Glumly, head lowered in embarrassment, Tess held out her right hand. The sutures had been removed last week. The scars would disappear with time, the clinic doctor had said, but now they looked ghastly, pink new skin between angry divots where the stitches had been. Ray had already taken a few photographs in case the issue ever arose in court. He held her small hand in his, making sure there was no sign of in
fection. No small life eating the life from his daughter’s flesh.
“What’s for dinner?” Tess asked.
“Chicken,” Ray said, leaving her to her books. Frozen chicken in the freezer. Subject removed from cold storage the butchered flesh of a ground-dwelling bird and began to sear it in a pan of extracted vegetable oil. Plus garlic and basil, salt and pepper. The smell of it flooded his mouth with saliva. Tess, drawn by the odor, wandered into the kitchen to watch him cook.

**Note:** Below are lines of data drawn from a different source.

PR #541, opened 2021-06-11
small test changes

oliver-sanders:
Some small test changes:

* Use the hash of the `setup.py` file for pip caching  (rather than `setup.py`)  in all actions.

  One action is already using the `setup.cfg` file:
  https://github.com/jupyter-server/jupyter_server/blob/51e3ec362b2b12af48f0e101959c4cbec9d5cb33/.github/workflows/check-release.yml#L27

  The others aren't:

  https://github.com/jupyter-server/jupyter_server/blob/51e3ec362b2b12af48f0e101959c4cbec9d5cb33/.github/workflows/python-linux.yml#L34

  The pip environment may have been frozen for a little while because of this?
* Define `pytest_plugins` in a top-level conftest file to support pytest 4+.
* Pin pytest>=6 as earlier versions ignored the configuration in the `pytest.toml` file.
* Run doctests in pytest (0.34% coverage increase :laughing:).
* Test against Python 3.10-dev (except on Windows due to pywin32 incompatibility)
* Bump the versions of checkout/cache/setup-python actions.

### DIFF
--- a/.github/workflows/downstream.yml
+++ b/.github/workflows/downstream.yml
@@ -9,6 +9,7 @@ on:
 jobs:
   tests:
     runs-on: ubuntu-latest
+    timeout-minutes: 15
 
     steps:
     - name: Checkout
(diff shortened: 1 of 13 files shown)


oliver-sanders:
(rebased and hopefully fixed the check-manifest test)

Zsailer (approved):
This is a fantastic contributions. Thanks so much, @oliver-sanders. Merging away!

PR #543, opened 2021-06-18
Replace exit confirmation thread by async task

davidbrochart:
Fixes https://github.com/jupyterlab/jupyterlab/issues/10442


davidbrochart:
Actually, I can still see the issue.

davidbrochart:
Should be fixed by https://github.com/agronholm/anyio/pull/321.

PR #545, opened 2021-06-24
Fix nbconvert handler

davidbrochart:
It looks like the call to [nbconvert's `get_exporter` function](https://github.com/jupyter/nbconvert/blob/90b3911ed9b155e8ca3680ca4581d9344aa10be0/nbconvert/exporters/base.py#L92-L129) is not thread-safe:
https://github.com/jupyter-server/jupyter_server/blob/450010eae202ccc6d7a92515629c1c765068451e/jupyter_server/services/nbconvert/handlers.py#L23
And I can see that JupyterLab makes multiple concurrent requests to `/api/nbconvert`. This PR works around that issue using a lock.

Fixes https://github.com/jupyterlab/jupyterlab/issues/10442

### DIFF
--- a/jupyter_server/services/nbconvert/handlers.py
+++ b/jupyter_server/services/nbconvert/handlers.py
@@ -1,10 +1,13 @@
 import json
+import asyncio
 
 from anyio.to_thread import run_sync
 from tornado import web
 
 from ...base.handlers import APIHandler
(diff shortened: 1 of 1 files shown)


blink1073 (commented):
Thanks!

“Are you worried about going back to your mother tomorrow?”
Your birth mother. Half your genetic bag of tricks. The lesser half, Ray thought.
“No,” Tess said, then, almost defiantly, “why do you always keep asking me that?”
“Do I?”
“Yes! Sometimes.”
“Sometimes isn’t always, though, is it?”
“No, but—”
“I just want everything to be okay for you, Tess.”
“I know.” Defeated, she turned away.
“You’re happy here, aren’t you?”
“It’s okay here.”
“Because you never know with Mom, isn’t that right? You might have to come live here all the time, Tess, if anything happens to her.”
Tess narrowed her eyes. “What would happen to her?”
“You never know,” Ray said.
Fourteen
Before he left the city, Subject’s life had been a repetitive cycle of work, sleep, and food conclaves. It had reminded Marguerite dismayingly of the Hindu idea of the kalpas, the sacred circle, eternal return.
But that had changed.
That had changed, and the circle had become something different: it had become a narrative. A story, Marguerite thought, with a beginning and an end. That was why it was so important to keep the Eye focused on the Subject, despite what the more cynical people in Interpretation thought. “The Subject is no longer representative,” they said. But that was what made this so interesting. Subject had become an individual, something more than the sum of his functions in aboriginal society. This was clearly some kind of crisis in Subject’s life, and Marguerite couldn’t bear the idea of not seeing it through to its conclusion.